If exact message matching is brittle, at least assert the error type and key context.


Tolerance guidance

Use strict tolerances where possible:

  • f64: tighter (1e-8 to 1e-12 depending on op)
  • f32: moderate (1e-4 to 1e-6)
  • complex/math-heavy transforms: choose practical tolerance and document why

Avoid very loose tolerances unless truly necessary. If a loose tolerance is required, add a short rationale in the test message.


Determinism guidance

For random-based tests:

  • prefer fixed inputs over random where possible,
  • if randomness is needed, use deterministic generation patterns or compare invariant properties,
  • avoid flaky tests caused by unstable random assumptions.

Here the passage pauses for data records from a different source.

PR #743, opened 2026-08-24
fix: write manifest _FILE as an Avro record

shyjsarah:
## Summary

Follow up on #742 by aligning the Avro type of `ManifestEntry._FILE` with Java Paimon.

Java's `ManifestAvroReader` requires `_FILE` to be a `RECORD`, but paimon-rust currently writes it as a nullable `UNION` (`["null", record]`). This causes Java to reject Rust-written manifests with:

```text
Unexpected Manifest Avro type for field _FILE: expected RECORD but found UNION.
```

## Changes

- Write `_FILE` directly as a non-null Avro record.
- Add a schema regression test that verifies `_FILE` is a non-null record.
- Keep a compatibility test proving paimon-rust can still read manifests written with the previous Rust field order and nullable `_FILE` union.

## Testing

- [x] `cargo test -p paimon --lib` (2380 passed, 2 ignored)
- [x] `cargo clippy -p paimon --all-targets -- -D warnings`

## Notes

- No public API changes.
- Existing Rust-written manifests remain readable by paimon-rust.
- The change only affects the schema used for newly written manifest files.

### DIFF
--- a/crates/paimon/src/spec/manifest_entry.rs
+++ b/crates/paimon/src/spec/manifest_entry.rs
@@ -192,7 +192,7 @@ pub const MANIFEST_ENTRY_SCHEMA: &str = r#"["null", {
         {"name": "_PARTITION", "type": "bytes"},
         {"name": "_BUCKET", "type": "int"},
         {"name": "_TOTAL_BUCKETS", "type": "int"},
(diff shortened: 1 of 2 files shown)


QuakeWang (approved):
LGTM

Performance-sensitive tests

Unit tests should prioritize correctness, not microbenchmarking.

For performance checks:

  • keep benchmark-style code in benchmark/,
  • avoid strict timing assertions in CI tests,
  • if needed, test algorithmic behavior (e.g., output shape, monotonicity, complexity-safe constraints) rather than elapsed time.

CI expectations

CI runs tests by category and expects:

  • formatting clean,
  • all test scripts pass,
  • no dependency on local-only files/paths.

Before opening a PR:

  1. pixi run format
  2. pixi run test
  3. verify your new tests are discovered and executed

Common mistakes to avoid

  • adding tests without def main() discovery runner,
  • writing tests that depend on local machine state,
  • comparing floats with exact equality when approximation is required,
  • skipping negative/error cases,
  • adding huge tests that are slow without necessity,
  • placing tests in the wrong test directory.

  • Added tests for new behavior
  • Added tests for invalid/error path
  • Compared against NumPy reference when applicable
  • Covered at least one edge case
  • Ran pixi run final
  • Ensured test file follows discovery pattern

Future improvements (tracked as follow-up work)

  • add dedicated matrix comparison helpers (check_matrix, check_matrix_is_close),
  • make tolerance configurable in helper functions,
  • improve diagnostics for failed comparisons (shape/dtype diff summary),
  • add a lightweight testing FAQ for common contributor issues.